Algorithm recursively doing exactly that, what is explained above. It is possible to generate all the 3628800 combinations for 10!, because number of nesting is the same as number of elements in array (it means in your case for 10 numbers it lingers about 5min. on my computer) and you need have enough memory if you want to keep all combinations in array.

There is solution.

package permutation;

/** Class for generation amount of combinations (factorial)
 * !!! this is generate proper permutations without repeating and proper amount (počet) of rows !!!
 *
 * @author hariprasad
 */
public class TestForPermutationII {
  private static final String BUMPER = "*";
  private static int counter = 0;
  private static int sumsum = 0;
  // definitoin of array for generation
  //int[] testsimple = {1, 2, 3, 4, 5, 6, 7, 8, 9, 10};
  int[] testsimple = {1, 2, 3, 4, 5};
  private int ELEMNUM = testsimple.length;
  int[][] shuff;

  private String gaps(int len) {
    String addGap = "";
    for(int i=0; i <len; i++)
      addGap += "  ";
    return addGap;
  }

  /** Factorial computing */
  private int fact(int num) {
    if (num > 1) {
      return num * fact(num - 1);
    } else {
      return 1;
    }
  }

  /** Cyclic shift position to the left */  
  private int[] lShiftPos(int[] arr, int pos) {
    int[] work = new int[ELEMNUM];
    int offset = -1;
    for (int jj = 0; jj < arr.length; jj++) {
      if (jj < pos) {
        work[jj] = arr[jj];
      } else if (jj <= arr.length - 1) {
        if (jj == pos) {
          offset = arr[pos]; // last element
        }
        if (jj != (arr.length - 1)) {
          work[jj] = arr[jj + 1];
        } else {
          work[jj] = offset;
        }
      }
    }
    return work;
  }

  private String printBuff(int[] buffer) {
    String res = "";
    for (int i= 0; i < buffer.length; i++) {
      if (i == 0) 
        res += buffer[i];
      else
        res += ", " + buffer[i];
    }
    return res;
  };

  /** Recursive generator for arbitrary length of array */
  private String permutationGenerator(int pos, int level) {
    String ret = BUMPER;
    int templen = counter;
    int[] work = new int[ELEMNUM];
    int locsumread = 0;
    int locsumnew = 0;
    //System.out.println("\nCalled level: " + level);

    for (int i = 0; i <= templen; i++) {
      work = shuff[i];
      sumsum++;
      locsumread++;
      for (int ii = 0; ii < pos; ii++) {
        counter++;
        sumsum++;
        locsumnew++;
        work = lShiftPos(work, level); // deep copy
        shuff[counter] = work;
      }
    }

    System.out.println("locsumread, locsumnew: " + locsumread + ", " + locsumnew);
    // if level == ELEMNUM-2, it means no another shift
    if (level < ELEMNUM-2) {
      ret = permutationGenerator(pos-1, level+1);
      ret = "Level " + level + " end.";
      //System.out.println(ret);
    }
    return ret;
  }

  public static void main(String[] argv) {
    TestForPermutationII test = new TestForPermutationII();
    counter = 0;
    int len = test.testsimple.length;
    int[] work = new int[len];

    test.shuff = new int[test.fact(len)][];

    //initial
    test.shuff[counter] = test.testsimple;
    work = test.testsimple; // shalow copy

    test.shuff = new int[test.fact(len)][];
    counter = 0;
    test.shuff[counter] = test.testsimple;
    test.permutationGenerator(len-1, 0);

    for (int i = 0; i <= counter; i++) {
      System.out.println(test.printBuff(test.shuff[i]));
    }

    System.out.println("Counter, cycles: " + counter + ", " + sumsum);
  }
}

Intensity (number of cycles) of algorithm is sum of incomplete factorials of number of members. So there is overhang when partial set is again read to generate next subset, so intensity is:

n! + n!/2! + n!/3! + ... + n!/(n-2)! + n!(n-1)!

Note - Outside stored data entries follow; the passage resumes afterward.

PR #940, opened 2025-06-09
feat(buildDockerAndPublishImage) add `cache-to` parameter to build docker images

jayfranco999:
As per https://github.com/jenkins-infra/helpdesk/issues/4683:

This PR add `cache-to` parameter while using the pipeline library script

### DIFF
--- a/vars/buildDockerAndPublishImage.groovy
+++ b/vars/buildDockerAndPublishImage.groovy
@@ -4,7 +4,7 @@ import java.util.Date
 import java.text.DateFormat
 
 // makecall is a function to concentrate all the call to 'make'
-def makecall(String action, String imageDeployName, String targetOperationSystem, String specificDockerBakeFile, String dockerBakeTarget, String cacheToString = '') {
+def makecall(String action, String imageDeployName, String targetOperationSystem, String specificDockerBakeFile, String dockerBakeTarget, String cacheTo) {
   final String bakefileContent = libraryResource 'io/jenkins/infra/docker/jenkinsinfrabakefile.hcl'
   // Please note that "make deploy" and the generated bake deploy file uses the environment variable "IMAGE_DEPLOY_NAME"
   if (isUnix()) {
--- a/vars/buildDockerAndPublishImage.groovy
+++ b/vars/buildDockerAndPublishImage.groovy
@@ -14,13 +14,13 @@ def makecall(String action, String imageDeployName, String targetOperationSystem
     }
     withEnv(
         [
-          "DOCKER_BAKE_FILE=${specificDockerBakeFile}",
-          "DOCKER_BAKE_TARGET=${dockerBakeTarget}",
-          "IMAGE_DEPLOY_NAME=${imageDeployName}"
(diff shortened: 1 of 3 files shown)


vars/buildDockerAndPublishImage.groovy
```diff
@@ -4,22 +4,24 @@ import java.util.Date
 import java.text.DateFormat
 
 // makecall is a function to concentrate all the call to 'make'
-def makecall(String action, String imageDeployName, String targetOperationSystem, String specificDockerBakeFile, String dockerBakeTarget) {
+def makecall(String action, String imageDeployName, String targetOperationSystem, String specificDockerBakeFile, String dockerBakeTarget, String cacheToString = '') {
```
dduportal, line 7:
```suggestion
def makecall(String action, String imageDeployName, String targetOperationSystem, String specificDockerBakeFile, String dockerBakeTarget, String cacheTo) {
```

Nit (Not sure why appending the type - `String` in the variable name?)

vars/buildDockerAndPublishImage.groovy
```diff
@@ -4,22 +4,24 @@ import java.util.Date
...
-    ]) {
-      sh 'export BUILDX_BUILDER_NAME=buildx-builder; docker buildx use "${BUILDX_BUILDER_NAME}" 2>/dev/null || docker buildx create --use --name="${BUILDX_BUILDER_NAME}"'
-      sh "make bake-$action"
-    }
+    withEnv(
+        [
+          "DOCKER_BAKE_FILE=${specificDockerBakeFile}",
+          "DOCKER_BAKE_TARGET=${dockerBakeTarget}",
+          "IMAGE_DEPLOY_NAME=${imageDeployName}"
+        ] + ((cacheToString && !cacheToString.isEmpty()) ? ["DOCKER_CACHE_TO_VALUE=${cacheToString}"] : []) // Conditionally add cacheTo
```
dduportal, line 20:
```suggestion
        ] + ((cacheToString && !cacheToString.isEmpty()) ? ["DOCKER_CACHE_TO=${cacheToString}"] : []) // Conditionally add cacheTo
```

What is the reason to add `_VALUE` at the end of the name?

vars/buildDockerAndPublishImage.groovy
```diff
@@ -50,6 +52,7 @@ def call(String imageShortName, Map userConfig=[:]) {
     unstash: '', // Allow to unstash files if not empty
     dockerBakeFile: '', // Specify the path to a custom Docker Bake file to use instead of the default one
     dockerBakeTarget: 'default', // Specify the target of a custom Docker Bake file to work with
+    cacheTo: '', // New parameter for Docker build cache export using cache-to
```
dduportal, line 55: You need unit test to cover both the default case and with a string passed as argument

vars/buildDockerAndPublishImage.groovy
jayfranco999: Just to avoid ambiguity since `cache-to` is a flag.

dduportal: But it is an environment variable passed to shell, there are no ambiguity (besides it is prefixed by `DOCKER_`)

dduportal (approved):
👏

Brief helpful permutation indexing Knowledge

Create a method that generates the correct permutation, given an index value between {0 and N! -1} for "zero indexed" or {1 and N!} for "one indexed".

Create a second method containing a "for loop" where the lower bound is 1 and the upper bound is N!. eg.. "for (i; i <= N!; i++)" for every instance of the loop call the first method, passing i as the argument.